→ EXERCISE
Every line of the material that includes the word "jshint" is to be shown.

→ MATERIAL FOR THIS EXERCISE
PR #5753, opened 2016-05-26
Fix broken "remove contributor" modal caused by knockout async problems [OSF-6109]

cameronblandford:
## Purpose

To remove a bug where asynchronous knockout.js data-bind processing is too slow and results in a broken modal being displayed.

## Changes

This is a problem that has been encountered before, and I used the same solution that's employed across OSF: using the helper method osfHelpers.applyBindings() instead of the default ko.applyBindings(). As per the usual implementation, I updated the modal content divs to also include the "scripted" class with which the osfHelpers applyBindings method interacts. These changes, both in theory and in all observations thus far, have fixed the bug, and have updated the code to be consistent with the rest of OSF.

## Side effects

Though not specified in a ticket, I found the same issue in the code for the Add Contributors modal, and updated it to use the osfHelpers implementation of applyBindings, instead of the default knockout implementation. This should prevent similar bugs with the Add Contributors modal.

### Normal Behavior

image

### Behavior caused by OSF-6109

image

## Notes

Because of the specific nature of this bug, the probability of any action reproducing it is extremely low (since it depends on a particular and rare sequences of asynchronous events). I'd only been able to replicate it three times, after ~800 tries. After locally implementing this fix, I gave it another ~1000 tries, and could not reproduce it. This, in addition to how the fix was implemented (in that it's worked in the past and widely used), leads me to believe that this fix works. However, I technically have no way of confirming this 100%. But I truly believe I have tested for it to the best of my ability.

## Ticket

[[OSF-6109]](https://openscience.atlassian.net/browse/OSF-6109)

### DIFF
--- a/website/static/js/contribAdder.js
+++ b/website/static/js/contribAdder.js
@@ -508,7 +508,7 @@ ContribAdder.prototype.init = function() {
     self.viewModel.fetchNodeTree(treebeardUrl).done(function(response) {
         new NodeSelectTreebeard('addContributorsTreebeard', response, self.viewModel.nodesState);
     });
-    ko.applyBindings(self.viewModel, self.$element[0]);
+    $osf.applyBindings(self.viewModel, self.$element[0]);
     // Clear popovers on dismiss start
     self.$element.on('hide.bs.modal', function() {
         self.$element.find('.popover').popover('hide');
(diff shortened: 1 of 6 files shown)


brianjgeiger:
Could you merge with develop then `invoke karma`? There's a post-merge js test that's failing that may, somehow, be related to what you're doing.

brianjgeiger:
Other than the failing test, looks good. 🐧 Pass done.

mfraezz:
LGTM. Dropping this in RTM ⚓

PR #5755, opened 2016-05-26
Add user messaging on Analytics tab regarding use with Adblocking [OSF-6307]

SSJohns:
## Purpose

Further PR that gets rid of webpages ability to sense ads and just displays the block to all users.

## Changes

Removed ad sensing code
## Side effects

None

## Ticket


sloria:
As per https://openscience.atlassian.net/browse/OSF-6307, the alert should not be shown on private projects. Also, could you look into making the alert dismissible? @SSJohns

mfraezz:
Build is failing due to jshint (javascript syntax) errors: https://travis-ci.org/CenterForOpenScience/osf.io/jobs/134488389

You can run this locally with `invoke jshint` to see if anything is wrong before you push. `invoke flake8` is the python equivalent.

mfraezz:
LGTM. Verified intended behavior for projects both private and public, and for registrations. Dropping this RTM when the build passes. 🐧

website/static/js/pages/base-page.js
```diff
@@ -123,4 +123,15 @@ $(function() {
             new KeenTracker(window.contextVars.keenProjectId, window.contextVars.keenWriteKey, params);
         }
     }
+
+    // Ad script alert
+    var adBlockPersistKey = 'adBlock';
+    var $adBlock = $('#adBlock').on('closed.bs.alert', function() {
```
sloria: This code doesn't need to run on every page; base-page.js is included on every page. This should only be executed on the "Analytics" page. To do this, you can add a new `-page` JS module for the analytics page (statistics.mako). See http://cosdev.readthedocs.io/en/latest/osf/js_modules.html#building-and-using-modules

sloria:
Pass finished. Just one comment to address: https://github.com/CenterForOpenScience/osf.io/pull/5755#discussion_r65943529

→ THE ANSWER
Build is failing due to jshint (javascript syntax) errors: https://travis-ci.org/CenterForOpenScience/osf.io/jobs/134488389
You can run this locally with `invoke jshint` to see if anything is wrong before you push. `invoke flake8` is the python equivalent.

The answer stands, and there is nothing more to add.